Liar, Temptress, Soldier, Spy: Four Women Undercover in the Civil War
- Author: Abbott Kahler
- Language: English
- Genre: [[Historical non-fiction
- Published: 2014
- Publication place: United States
- Media type: Print (hardcover and paperback)
- ISBN: 978-0-06-209290-8
- OCLC: 878667621

= Liar, Temptress, Soldier, Spy =

2014 novel by Abbott Kahler

Liar, Temptress, Soldier, Spy: Four Women Undercover in the Civil War is a historical fiction novel by American author Abbott Kahler. The book was published in 2014 by HarperCollins.

== Plot ==
Liar, Temptress, Soldier, Spy follows four women's stories throughout the American Civil War era - Rose O'Neal Greenhow, Belle Boyd, Emma Edmondson, Elizabeth Van Lew. Rose is a D.C. socialite who used her social standing to spy for the confederacy. Rose Belle Boyd freelanced as a spy for the confederacy as well.
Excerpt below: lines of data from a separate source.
PR #724, opened 2026-09-01
Non mutating resolver merge

user1736:
This fixes an issue, where mutation of nested level objects (i.e. `resolvers.Query`, `resolvers.Mutation`) was causing resolvers leaking into modules they don't belong in TMP.

### DIFF
--- a/change/@graphitation-supermassive-21234229-4768-48a1-9465-f8a89f50dbf5.json
+++ b/change/@graphitation-supermassive-21234229-4768-48a1-9465-f8a89f50dbf5.json
@@ -1,0 +1,7 @@
+{
+  "type": "minor",
+  "comment": "feat: do not mutate nested objects on resolver merge",
+  "packageName": "@graphitation/supermassive",
+  "email": "dsamsonov@microsoft.com",
+  "dependentChangeType": "patch"
+}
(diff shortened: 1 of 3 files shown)


vladar (commented):
Thanks for tackling this — the cross-module resolver leaking has bitten us before, so I'm glad to see it addressed! I did dig into the new `mergeResolversObjMap` a bit and I think there are a few edge cases worth handling before we merge. I verified each of these locally against the repo's `graphql`.

### 1. Custom scalars get quietly downgraded

`ScalarTypeResolver = GraphQLScalarType` (`types.ts:18`), so a resolver map can legitimately hold a class instance. Copying it into a plain `{}` drops the prototype:

```
orig isScalarType: true
copy isScalarType: false
```

We could get away with it before this change because of direct usage of the package with custom scalars.

### 2. Perf: we now copy on every merge

Since this is meant to be the fast alternative to graphql-tools, it's a little unfortunate that we now allocate an object and shallow-copy every field for every type, even in the very common case where only one module contributes a given type. Copy-on-write would keep the fast path and happens to fix (1), (2) and (3) at the same time:

```ts
function mergeResolversObjMap(
  accumulator: Resolvers,
  resolvers: Resolvers,
  owned: Set<string>,
) {
  for (const [typeName, typeResolver] of Object.entries(resolvers)) {
    const existing = accumulator[typeName];
    if (existing === undefined) {
      if (typeResolver) accumulator[typeName] = typeResolver; // fast path, no copy
      continue;
    }
    if (!isObjectLike(existing) || !isObjectLike(typeResolver)) continue;
    if (!owned.has(typeName)) {
      // clone only when a second module actually contributes to this type
      accumulator[typeName] = Object.assign(
        Object.create(Object.getPrototypeOf(existing)),
        existing,
      );
      owned.add(typeName);
    }
    Object.assign(accumulator[typeName], typeResolver);
  }
}
```

A couple of notes on that sketch: `owned` needs to be created once per top-level `mergeResolvers` call and threaded through the array recursion, since entries the caller pre-seeded into the accumulator aren't ours to mutate. And `Object.create(Object.getPrototypeOf(existing))` is what keeps `instanceof GraphQLScalarType` intact.

vladar (approved):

Rose was known "La Belle Rebelle" and the "Secesh Cleopatra". Emma Edmondson was brought up by a father who wished for a son instead of a daughter. To escape an arranged marriage to an older neighbor, Emma fled and joined the Union Army under an alias as a man - Private Frank Thompson. Elizabeth Van Lew is an unmarried women from a family of good social standing family in Virginia. Elizabeth's family had educated and freed their slaves and when the war broke out she became a spy for the Union and operated an extensive spy ring.

== Reception ==
In August 2015, Liar, Temptress, Soldier, Spy was listed as #2 on The New York Times Best Seller List for Espionage.

In 2023, Liar, Temptress, Soldier, Spy was listed as one of the banned books in the Frisco Independent School District.